Dans l’excès de l’humilité il y a de l’orgueil ; il y a de la vanité dans l’excès de la croyance. Hello a la vanité de la croyance et l’orgueil de l’humilité. Il accepte l’absurde avec ostentation ; il déprécie son intelligence avec fierté. Il se donne à croire des choses dont la stupidité ferait rire une gardeuse d’oies ; il se salit l’esprit et les mains à des contacts où hésiteraient des manouvriers, mais c’est pour dire : Voyez comme je suis supérieur aux gentils. Je suis supérieur aux gentils parce que je suis obéissant, croyant et humble. Si je suis un être d’élection, ce n’est ni par mon intelligence ni par mon amour : l’infini m’a élu au-dessus des autres hommes parce que je me suis couché dans la poussière, parce que j’ai léché la poussière, parce que je me suis roulé dans la poussière, poussière sur laquelle je vous prie, frères, de marcher avec assurance et de cracher avec mépris. Puisque l’infini m’a élu, je veux que vous me méprisiez : cela sera ma seule récompense terrestre. Je veux paraître un Labre intellectuel. Vous marcherez sur moi et vous ne me verrez pas : je suis si grand que je puis, comme une vermine, me cacher dans la poussière. Je suis grand, je suis fort, je suis beau, je suis pur, je suis vrai parce que je suis un atome imprégné de la grandeur, de la force, de la beauté, de la pureté et de la vérité de Dieu.

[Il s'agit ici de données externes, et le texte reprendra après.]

PR #1618, opened 2023-07-04
minor fix, some changes, some additions, and cleaning up

xzuyn:
- fix overflowing text (a janky fix).
- increase prompt and negative prompt input box sizes to 2 lines so long default prompts don't get cut off.
- set window size to 81% monitor width and 91% monitor height since it fits the screen better than doing a non-maximized window at the monitor's full resolution. would be better to just maximize the window on launch, but I can't figure that out yet.
- add `DEISMultistep`, `DPMSolverSingleStep`, `KDPM2AncestralDiscrete`, & `HeunDiscrete` schedulers as an option.
- set default prompt to something different/newer (maybe we could change it every stable release, or every couple stable releases to spice things up?).
- set default negative prompt to something different/newer.
- set default CFG to 3.5 (may be a little low for some people, but I find 3.5-5 works best).
- set default steps to 32. looks good at this amount or even as low as 16. will be a nice generation time boost for people sticking to default values.
- add `xzuyn/PhotoMerge` as a model option (this is my model, but i can remove it if needed).
- add `xzuyn/PhotoMerge-inpainting` as a model option.
- add 3 new example prompts.
- cleaning up and formatting.

Comparison of DEIS against existing schedulers.
sharkeulerdiscrete_deismultistep_dpmsolvermultistep

DEIS CFG Scale comparison.
3 5cfg vs 5cfg vs 7cfg

DEIS Step Count comparison.
8steps vs 16steps vs 32steps vs 64steps

### DIFF
--- a/apps/stable_diffusion/web/ui/img2img_ui.py
+++ b/apps/stable_diffusion/web/ui/img2img_ui.py
@@ -105,7 +105,7 @@ def img2img_inf(
             return (
                 None,
                 "Please provide either custom model or huggingface model ID, "
-                "both must not be empty",
+                "both must not be empty.",
             )
         if "civitai" in hf_model_id:
             args.ckpt_loc = hf_model_id
--- a/apps/stable_diffusion/web/ui/img2img_ui.py
+++ b/apps/stable_diffusion/web/ui/img2img_ui.py
@@ -326,7 +326,7 @@ def img2img_api(
         InputData["seed"],
         batch_count=1,
         batch_size=1,
-        scheduler="DEISMultistep",
+        scheduler="EulerDiscrete",
         custom_model="None",
         hf_model_id=InputData["hf_model_id"]
         if "hf_model_id" in InputData.keys()
@@ -520,7 +520,7 @@ with gr.Blocks(title="Image-to-Image") as img2img_web:
                         scheduler = gr.Dropdown(
                             elem_id="scheduler",
                             label="Scheduler",
-                            value="DEISMultistep",
+                            value="EulerDiscrete",
                             choices=scheduler_list_cpu_only,
                         )
                         with gr.Group():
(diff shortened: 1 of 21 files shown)


powderluv:
does SD 1.4 still work ok for you ? https://github.com/nod-ai/SHARK/actions/runs/5450064860/jobs/9914950812?pr=1618

xzuyn:
> does SD 1.4 still work ok for you ? https://github.com/nod-ai/SHARK/actions/runs/5450064860/jobs/9914950812?pr=1618

`CompVis/stable-diffusion-v1-4` works.

```
prompt=['a photo taken of the front of a super-car drifting on a road near mountains at high speeds with smokes coming off the tires, front angle, front point of view, trees in the mountains of the background, ((sharp focus))']
negative prompt=['watermark, signature, logo, text, lowres, ((monochrome, grayscale)), blurry, ugly, blur, oversaturated, cropped,']
model_id=CompVis/stable-diffusion-v1-4, ckpt_loc=
scheduler=DEISMultistep, device=Radeon (TM) RX 480 Graphics => vulkan://0
steps=32, guidance_scale=3.5, seed=[2934956637]
size=384x512, batch_count=1, batch_size=1, max_length=64

Clip Inference time (ms) = 70.999
Average step time: 791.3454622030258ms/it
VAE Inference time (ms): 819.717
Total image(s) generation time: 26.4309sec
```

apps/stable_diffusion/web/ui/img2img_ui.py
```diff
@@ -323,7 +326,7 @@ def img2img_api(
         InputData["seed"],
         batch_count=1,
         batch_size=1,
-        scheduler="EulerDiscrete",
+        scheduler="DEISMultistep",
```
powderluv, line 329: Can we leave this as EulerDiscrete for now ? We will need to update all the golden images otherwise. We can do that separately if we want.

xzuyn: just img2img, or all the ones I changed to DEIS by default?

powderluv: all of them since I think we have golden tests for each. We can land a default scheduler change separately and update the goldens in one PR. We could also offload it to GPU if we want.

powderluv:
@dan-garvey can we please update the golden images after this patch lands ?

Quand je parle, on ne m’écoute pas, parce que ma voix est si puissante qu’on l’entend sans l’écouter : on n’écoute pas le tonnerre. Quand je passe, on ne me voit pas, car on ne voit pas le vent et je passe au milieu des galères mortes comme une triomphante barque dont les voiles sont gonflées par le souffle des anges : elle glisse comme un fantôme divin, au milieu des galères mortes, et les rameurs s’agitent, mais elle a fui, si rapide et si tumultueuse qu’ils s’arrêtent en se disant l’un à l’autre : quelque chose vient de passer pendant que nous dormions.

Je passe et on ne me voit pas, je parle et on ne m’écoute pas. Voit-on Dieu ? Écoute-t-on Dieu ? Pourtant Dieu passe incessamment parmi nous, arbres, barques, tabernacles ou pierres ! Pourtant Dieu parle éternellement à chacun de nous, et il nous dit des choses si douces et si merveilleuses ! On ne me voit pas et on ne m’écoute pas, parce que je suis l’envoyé de Dieu et le porte-parole de Dieu. Je suis le génie.

« Le Génie est armé d’une partialité terrible, comme une épée à deux tranchants ! Non seulement il aime le bien, mais de plus il hait le mal ! Cette seconde gloire lui est inhérente tout autant que la première. J’insiste, il hait le mal, et cette sainte haine est le couronnement de son amour. »

Voilà Hello peint par lui-même, croyant qui croit à lui-même.

Il ajoute :

« Une des meilleures manières, non de définir, malt de faire deviner l’homme de génie, serait cette parole ; il est le contraire de l’homme médiocre. »

C’est encore vrai. Hello, type du croyant, n’est pas médiocre, puisqu’il est excessif ; il est vraiment le contraire du médiocre.

Il continue :

« Peut-être une définition complète du génie est-elle impossible, parce que le génie fait éclater toutes les formules.

» Il est tellement son nom à lui-même qu’il n’en peut pas supporter d’autres. Son nom est le génie, son atmosphère est la gloire.

» Aucune périphrase n’équivaut à son nom, aucune atmosphère ne remplace son atmosphère.

» Il refuse de se laisser enfermer dans une définition. Il brise tous les cadres. Il est le Samson du monde des esprits : et quand vous avez cru le circonscrire, il fait comme le héros juif : il emporte avec lui sur la montagne les portes de sa prison. »

Mais Hello, qui a du génie, n’est pas le génie. Il n’emportera pas sur la montagne les portes de sa prison. Sa prison, c’est la foi. Il demeure là, il s’y trouve bien. Au lieu de désarticuler les portes, il y ajoute de nouveaux verrous. Samson est le révolté ; Hello est le croyant.